──────── Records for this task ────────
PR #7, opened 2022-08-20
Reserve RISC-V C{Get,Set}High instructions

nwf:
See https://github.com/CTSRD-CHERI/sail-cheri-riscv/pull/55 and https://github.com/CTSRD-CHERI/cheri-architecture/pull/78#discussion_r719528101

### DIFF
--- a/def-riscv-insns.tex
+++ b/def-riscv-insns.tex
@@ -26,6 +26,11 @@
 \rvcherisrcdest[name=CGetFlags]{7}{rd}{cs1}
 \rvcherisrcdest[name=CGetAddr]{F}{rd}{cs1}
 
+% Mark as noref and reserved until landing of
+% https://github.com/CTSRD-CHERI/sail-cheri-riscv/pull/55
+\rvcherisrcdest[name=CGetHigh,noref,tablesuffix=\rvcherireservedfootnotemark]{17}{cd}{cs1}
+\rvcherisrcsrcdest[name=CSetHigh,noref,tablesuffix=\rvcherireservedfootnotemark]{16}{cd}{cs1}{rs1}
+
 \rvcherisrcsrcdest[name=CSeal]{B}{cd}{cs1}{cs2}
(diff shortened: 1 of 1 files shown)


jrtc27:
I still don't think the low ones have value, those are really just cget/setaddr even in an MTE world.

jrtc27:
(i.e., happy to reserve space for the high bits, but not for the low bits)

nwf:
I'm still not convinced about `CGetLow` == `CGetAddr`, but anyway, yes, we can separate that discussion from `C{Get,Set}High`, so this PR is now just for the latter two opcodes.

nwf:
For posterity, https://github.com/CTSRD-CHERI/cheri-specification/wiki/Tracking-discussion-for-CGetAddr---CToPtr---as-integer-alias---CGetLow

arichardson (approved):
Thanks! I'm not sure if we should stick to using the previously chosen opcodes or just allocate the next free instruction, but I'm happy with this either way.

def-riscv-insns.tex
```diff
@@ -26,6 +26,11 @@
 \rvcherisrcdest[name=CGetFlags]{7}{rd}{cs1}
 \rvcherisrcdest[name=CGetAddr]{F}{rd}{cs1}
 
+% Mark as noref and reserved until landing of
+% https://github.com/CTSRD-CHERI/sail-cheri-riscv/pull/55
+\rvcherisrcdest[name=CGetHigh,noref,tablesuffix=\rvcherireservedfootnotemark]{1C}{cd}{cs1}
```
jrtc27, line 31: I don't understand this encoding, it seems to be away from everything in the middle of nowhere (whilst CSetHigh makes sense as the encoding after CRelocate)

nwf: That's fair; indeed 1C and 1D were going to be their own new island for these accessors.  How about 17 instead?

arichardson (approved):

PR #8, opened 2022-08-24
Reserve an opcode for CGetTop

arichardson:
See https://github.com/CTSRD-CHERI/sail-cheri-riscv/pull/59

### DIFF
--- a/def-riscv-insns.tex
+++ b/def-riscv-insns.tex
@@ -27,6 +27,10 @@
 \rvcherisrcdest[name=CGetAddr]{F}{rd}{cs1}
 
 % Mark as noref and reserved until landing of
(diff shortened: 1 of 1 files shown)


nwf (approved):
Seems fine by me; kind of surprised we didn't have it already.

rmn30:
Seems fine. Do you have a specific use case in mind? Would there be any use for a `CInBounds` instruction? If you wanted to implement that in software using `CGetTop` / `CGetLen` you'd have to work around the nasty max length issue.

arichardson:
We already have a few uses of `cheri_gettop()` in cheribsd (although those don't handle the max corner case). The cheri_is_address_inbounds() check also uses this (again not handling the max case). I think adding this instruction is useful even if we add CInBounds as it is so simple and already being used (and Morello also includes it).

PR #10, opened 2022-09-07
Remove split register files from RISC-V.

bsdjhb:
These are follow-on changes to the de-MIPS PR (which mostly removed split register files from the rest of the ISA spec) to specifically remove them except as a historical note on CHERI-RISC-V.  Right now the base is the demips branch, but this will be rebased onto main once the de-MIPS changes land.


bsdjhb:
This is also perhaps the most aggressive variant of removing split register files as it removes xCCSR entirely rather than just the dirty and enable bits.

chap-cheri-riscv.tex
```diff
@@ -536,39 +474,6 @@ \subsubsection{Capability Exception Reporting}
...
-\pmnote{WIRI has been removed from the RISC-V specification.  The spec
-  now typically uses WPRI (Write-Preserve, Read-Ignore) for such
-  undefined bits (e.g. in \texttt{mstatus}).  Both WARL (Write-Any,
-  Read-Legal) and WLRL (Write-Legal, Read-Legal) seem unsuitable here.
-  The RISC-V spec unsatisfyingly does not specify what happens if
-  software doesn't preserve values for WPRI, but then this spec
-  doesn't need to either.}
-
-\begin{description}
-\item [e] The \texttt{e} ``enable'' bit \ajnote{read only? / only wriFable in u-mode? only writable with a specific permission in pcc?} tells whether capability extensions are enabled or disabled.
```
arichardson, line 566: I think keeping the enabled bit makes sense. I agree that dirty is not that useful.

sail_latex_riscv/commands.tex
```diff
@@ -7712,23 +7712,6 @@ \subsection*{Exceptions}
 
 }{\lstinputlisting[language=sail]{sail_latex_riscv/fclCMovezexecute33a689e3a631b9b905b85461d3814943.tex}}}}
 
-\newcommand{\sailRISCVfclClearexecute}{\saildoclabelled{sailRISCVfclClearzexecute}{\saildocfcl{Integer registers 8 $\times$ \emph{q} $+$ \emph{i} are each set to 0 if the \emph{i}th bit
```
arichardson, line 7715: This should probably be done by re-generating form an updated sail model - but I guess the result will be the same, so should be fine this way too.

arichardson (commented):
LGTM other than the comment on e bits.

sail_latex_riscv/commands.tex
jrtc27: Please don't touch sail_latex_riscv, just don't use the bits you don't want any more...

chap-cheri-riscv.tex
```diff
@@ -1448,3 +1343,62 @@ \subsection{\PCC{} alignment}
...
+capability register file to hold capabilities (a ``split'' register
+file).  This second approach mirrored the approach used on CHERI-MIPS.
+
+Most of the ISA is agnostic to this choice due to the principle of
+intentional-use such as the explicit use of capability-relative
+addresses versus integer pointers relative to \DDC{} or \PCC{}.
+However, the ``split'' register file approach did require a few
+additional changes:
+
+\begin{itemize}
```
jrtc27, line 1368: CSub and CGetAddr are also not needed in a merged world, though currently we provide them

bsdjhb: Hmm, I can document them here as still existing, but that is true, and I think the x86 sketch doesn't provide either of these.

bsdjhb: This does open the question of if we want to deprecate these instructions?  Clear I Think wasn't actually implemented on anything so it is simpler to just outright remove.

chap-cheri-riscv.tex
bsdjhb: Jess noted that if all we want is per-mode enable bits then the more idiomatic approach on RISC-V now would be to allocate new bits in `Xstateen` via the now-ratified `Sstateen` extension instead of using custom CSRs.  Given that we haven't yet implemented the enable bit, perhaps it would be best to add that as a replacement instead?

arichardson: That sounds good to me.

bsdjhb:
This version moves the enable bit to `[sm]stateen0`.  I added an internal note though about some of the details that aren't yet specified (and weren't before) about the semantics we expect to happen if CHERI is disabled that I'm not fully sure of.

chap-cheri-riscv.tex
nwf: `CGetAddr` goes away only if we assume that merged register files hold the address (and only the address) in their "integer subregisters".  See https://github.com/CTSRD-CHERI/cheri-specification/wiki/Tracking-discussion-for-CGetAddr-vs-CToPtr-vs-as-integer-alias-vs-CGetLow for more discussion. 

`CSub` can probably go away in the merged world regardless of layout issues.

bsdjhb: True, but we currently don't yet consider merged register files where that isn't true.  Morello still follows the TBI model.  I'm not sure if the MTE-like thing for CHERI-RISC-V also follows that model?  Regardless, if we decide to amend the spec to permit registers where CGetAddr isn't equivalent to CGetLow, that change can update this text.

rmn30: > I'm not sure if the MTE-like thing for CHERI-RISC-V also follows that model?

The version I have stole some otype bits to store a 4-bit version. I didn't want to get into the complication of using address bits for this, although it might be preferable in the long run.

bsdjhb: I meant to reply again to this yesterday.  Maybe we could soften the language around `CGetAddr` to suggest that it is not currently needed but might be needed if we stored additional data other than the address in the aliased integer register in the future?

chap-cheri-riscv.tex
bsdjhb: Hmmm, if we stored non-address bits in the lower word we would also still need `CSub`?

bsdjhb: (Assuming we don't want to follow the TBI model where code is aware of TBI and has to mask out the bits explicitly from addresses)

jrtc27: Yes. I continue to believe putting bits that aren't exposed to C as the address in the lower word is a really bad idea for all these kinds of reasons.

jrtc27: (i.e. people are free to investigate these if they want to, but we shouldn't concern ourselves with all that weirdness in the main CHERI-RISC-V spec outside of some appendix rambling to act as prior art)

bsdjhb: I've added a sentence to both `CGetAddr` and `CSub`.  I'm not sure how you wouldn't avoid the need for a `CSub` if you stored the version in the address similar to TBI but wanted to avoid explicit masking.  Were you assuming you'd do a normal `Sub` between two results of `CGetAddr`?  Presumably we wouldn't have needed `CSub` at all even in the split register case if that was reasonably efficient?

jrtc27: I guess within the same object it cancels out, and subtraction between objects is UB...

chap-cheri-riscv.tex
bsdjhb: (Replying over here from the other sub-thread): I've dropped the language update for `CSub`, but have kept the note about possibly needing `CGetAddr` in the future still.  @nwf is this updated version better?

nwf: Seems fine.  I think `CSub` needs a similar note, though, for the case that there's more than just the address in the aliased integer sub-register:
- I think we'd want it that `CSub` really does just sign-extend the subtraction of the addresses while `Sub` just projects the lower words and subtracts those, but
- I guess there's the alternative where `sub` is tag-dependent and subtracting two registers with both tags set is different than anything else

bsdjhb: I originally had a note for `CSub`, but @jrtc27 pointed out that pointer subtraction is only well-defined for subtracting between pointers to the same object.  Those pointers would have the same MTE-type color, so plain `Sub` would still work fine.  Based on that reason I removed the comment from `CSub`.  I don't think `Sub` should be tag-dependent as we've generally avoided having tag-dependent behavior like this.

nwf: OK, that's probably fair as far as the current architecture document goes.  As a completionist nit, tho', it's possible that there could be other things than MTE colors in the non-address bits in the lower word; additional permission bits, for example, and those _are_, one assumes, allowed to vary between pointers to the same object.

I'm happy for there to not be a note on `CSub`; we'll set that bridge alight when/if we come to it.

jrtc27: You can have notes about this kind of stuff if you want to but please keep it out of the main spec chapters (or tacked on at the end of them) because they're completely unexplored, likely to break various things throughout the software stack and add confusion. We really do not want people thinking it's a core part of CHERI, or seeing it and running with the idea before we've even figured out whether it makes any sense.

bsdjhb: I think what probably makes sense for the time being then perhaps is that we should have a section in the experimental chapter that talks about storing non-address bits in the low bits and what the impacts that would be in more of an architecture-neutral way.  That probably belongs as a separate thing from these changes however (and it would also be relevant for at least x86, so better to discuss it over there).

chap-cheri-riscv.tex
```diff
@@ -536,38 +476,26 @@ \subsubsection{Capability Exception Reporting}
...
-\end{description}
+\subsubsection{CHERI Extension Control}
+
+For processors supporting the \texttt{Smstateen} extension, bit 2 of
+\mstateen{} and \sstateen{} is used to enable CHERI.  When CHERI is
+disabled, attempting to execute CHERI-specific instructions will raise
+an illegal instruction fault and existing instructions will always execute in
+integer encoding mode.
+
+\jhbnote{I'm not sure what to do about \PCC and \DDC when CHERI is
```
jrtc27, line 487: IMO they continue to take full effect, and xEPCC vs xEPC should be done based on the target's state enabled bit, not the source's. That can include encoding mode too; ask for stupid things get stupid outcomes, and you can technically write code that runs in capability mode without using capability state (so long as you avoid AUIPCC), it's just a stupid thing to do. My main justification for allowing it is that it's simplifying for the architecture and microarchitecture and more consistent.

chap-cheri-riscv.tex
```diff
@@ -1448,3 +1366,71 @@ \subsection{\PCC{} alignment}
...
+  idx} fields to \xtval{}.
+
+\subsection{MMU Capability Exceptions}
+
+Initially CHERI-RISC-V reported MMU tag permission violations via the
+\riscvcheriexception{} exception code.  Unique values were assigned
+for these violations to the \texttt{cause} field of \xtval{}.
+However, storing the faulting address in \xtval{} similar to other MMU
+faults was found to be more useful.  As a result, additional top-level
+ecxeption codes (\riscvloadcappagefault{} and
```
jrtc27, line 1434:
```suggestion
exception codes (\riscvloadcappagefault{} and
```

chap-rationale.tex
```diff
@@ -260,9 +260,8 @@ \section{Capability Register File}
 might be quite different; effectively pinning the two to one another would
 reduce the efficiency of both.
 
-In CHERI-RISC-V (Chapter~\ref{chap:cheri-riscv}), we parameterize the
-instruction set to support both split and merged register files.
-Both Morello and CHERI-x86-64 use merged register files.
+CHERI-RISC-V (Chapter~\ref{chap:cheri-riscv}),
+Morello, and CHERI-x86-64 use merged register files.
```
jrtc27, line 264: Strange we don't have a ref here for x86

bsdjhb:
I've reworked this a bit for now to leave xCCSR and the enable bit in place.

jrtc27 (approved):

PR #13, opened 2022-09-15
Candidate CHERI ISA spec CC BY 4.0 license change; properly acknowledge RISC-V and CHERI-RISC-V Sail components

rwatson:


rwatson:
It looks like the Sail export to .tex for CHERI-RISC-V doesn’t include an exported license.tex that can then be included in the technical report. Probably this is a bug/gap in how the tex export happens that the copyright/license information isn’t propagated, and it should be fixed on the export side, then on the import side? (We can do something simply in the short term, but ideally the license would go with the export?).  (Tagging @rmn30 since he was pondering this also.)

jrtc27:
Where would it get the license from? It's just comments at the tops of files, and files with arbitrary names at the roots of the repositories (plural, because sail-riscv is a submodule).

rwatson:
In the worst case, perhaps some encapsulation of https://github.com/CTSRD-CHERI/sail-cheri-riscv/blob/master/LICENCE in minimal LaTeX (\verbatim?), but perhaps ideally in a more structured and/or better way.

jrtc27:
But then what about sail-riscv's LICENCE? (which has a different set of authors as it's seen more external contribution)

rwatson:
I’m presume that’s a merge concern for sail-cheri-riscv -- i.e., if it is merged forward to a more recent sail-riscv, then it should inherit updates from the sail-riscv copyright/license information, since it becomes a derived work relative to the more recent upstream?

jrtc27:
For our use cases though we don't actually need the sail-riscv license information, since we're only including sail-cheri-riscv code snippets (and the signatures for some APIs they use that happen to be in sail-riscv, I guess?), but the generated LaTeX definitely has them available.

rwatson:
And we are, in effect, distributing that content, so ideally the licenses would always have been exported with the Sail.

jrtc27:
The source is, yes, just not the PDF. The trouble is Sail has no notion of repos or projects or any meaning assigned to directories, it's just given a bunch of files to go concatenate and compile. Probably the thing that calls Sail to spit out the LaTeX should be the thing that spits out licenses, as it knows the structure of what it's building.

rmn30:
> Probably the thing that calls Sail to spit out the LaTeX should be the thing that spits out licenses, as it knows the structure of what it's building.

Indeed, but any structure that exists is lost in the translation to latex because all functions, types, etc are spat out in one directory :-(

rmn30:
Arguably the different sail code repos should be namespacing themselves with prefixes on everything...

rwatson:
Tagging @PeterSewell to catch his attention: The Sail .tex exports aren’t emitting copyright and license information for use by including documents, which we will want to fix, permitting the CHERI specification to properly attribute that work.

PeterSewell:
cc'ing Alasdair+Brian to see what they think.    Off the top of my head,
though, I'm not sure Sail-the-language or Sail-the-tool should be doing
anything for this.  As far as the language is concerned, copyright and
license info is just comments in files; it doesn't know about them -
similar to many (pretty much all?) other languages.  I can imagine various
more-or-less elaborate machinery we could invent, to make it linguistic and
automatically track it through from input files to output files (properly,
including theorem-prover and C/OCaml, not just tex), but that seems like a
lot of invention and engineering, for something that perhaps should just be
done manually.  What do RISC-V extension source files typically have?

p

nwf:
I think I agree that _Sail the language/tool_ shouldn't need to know anything about this, especially since it does not, AFAIK, have `#include`-like directives and relies on external tooling to enumerate the files to be processed.

Possibly the correct thing to do for now is to teach the `sail-cheri-riscv-latex` make target to copy `$(SAIL_CHERI_RISCV_DIR)/LICENSE` and `$(SAIL_CHERI_RISCV_DIR)/sail-riscv/LICENSE` into `$(SAIL_LATEX_RISCV_DIR)` and then just `\lstinputlisting{}` them with appropriate surrounding verbiage?

nwf:
Something like https://github.com/nwf/cheri-specification/tree/licenses-from-sail .  The generated document can be seen at https://github.com/nwf/cheri-specification/actions/runs/3077355357

jrtc27:
Sail does have `$include` FWIW

nwf:
> Sail does have `$include` FWIW

TIL!  Does it have a way to enumerate the files it included?  Does it do path search and, if so, can it enumerate the files it _would have_ included, if only they had existed?

PeterSewell:
for the tex, yes, but for the prover outputs, they might depend on multiple
files - and perhaps annoying to track which.

bacam:
Using the `$include` information probably isn't terribly helpful, because it will also include the Sail standard library files even though you're unlikely to use any snippets from there in the document.  I think the manual addition of licence files to the build system sketched above seems like a good solution.

That said, if you'd like to be able to ask Sail to generate a LaTeX command corresponding to some markdown or plain text in a comment (without tying it to a Sail definition), then it should be pretty easy to add - we already have most of the necessary pieces.

rmn30:
>  because it will also include the Sail standard library files even though you're unlikely to use any snippets from there in the document. 

There are a few val specs and doc comments, actually, because the spec includes descriptions of the standard library functions it uses.

> That said, if you'd like to be able to ask Sail to generate a LaTeX command corresponding to some markdown or plain text in a comment (without tying it to a Sail definition), then it should be pretty easy to add - we already have most of the necessary pieces.

I had a go at something like this. I added a call to a macro `\sailpath` with path of the source file at the end of each generated tex snippet.

rwatson:
I have updated the pull request to separately include licenses from both RISC-V and CHERI-RISC-V Sail models, hopefully synchronised with what we have in the spec. Would be good to get explicit head nods from involved parties that this meets their needs, in the absence of the Sail parts spitting out TeX copyright/license bits when they generate TeX versions of the specifications themselves. Should they learn to do that, we will prefer to use that output. Thanks!

rmn30:
Looks fine to me. You need to rebase on top of 2f47c16d9a0da6426fbc760ac2d4850eb0c5bbbf to fix CI failures.

nwf:
Seems fine to me; we can figure out how to not need to keep these copies up to date later.

rwatson:
> Looks fine to me. You need to rebase on top of [2f47c16](https://github.com/CTSRD-CHERI/cheri-specification/commit/2f47c16d9a0da6426fbc760ac2d4850eb0c5bbbf) to fix CI failures.

Should now be up-to-date.

PeterSewell (commented):
LGTM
────────
= About this exercise =
Extract all lines from the data in which "prover" is found.

= Exercise solution =
including theorem-prover and C/OCaml, not just tex), but that seems like a
for the tex, yes, but for the prover outputs, they might depend on multiple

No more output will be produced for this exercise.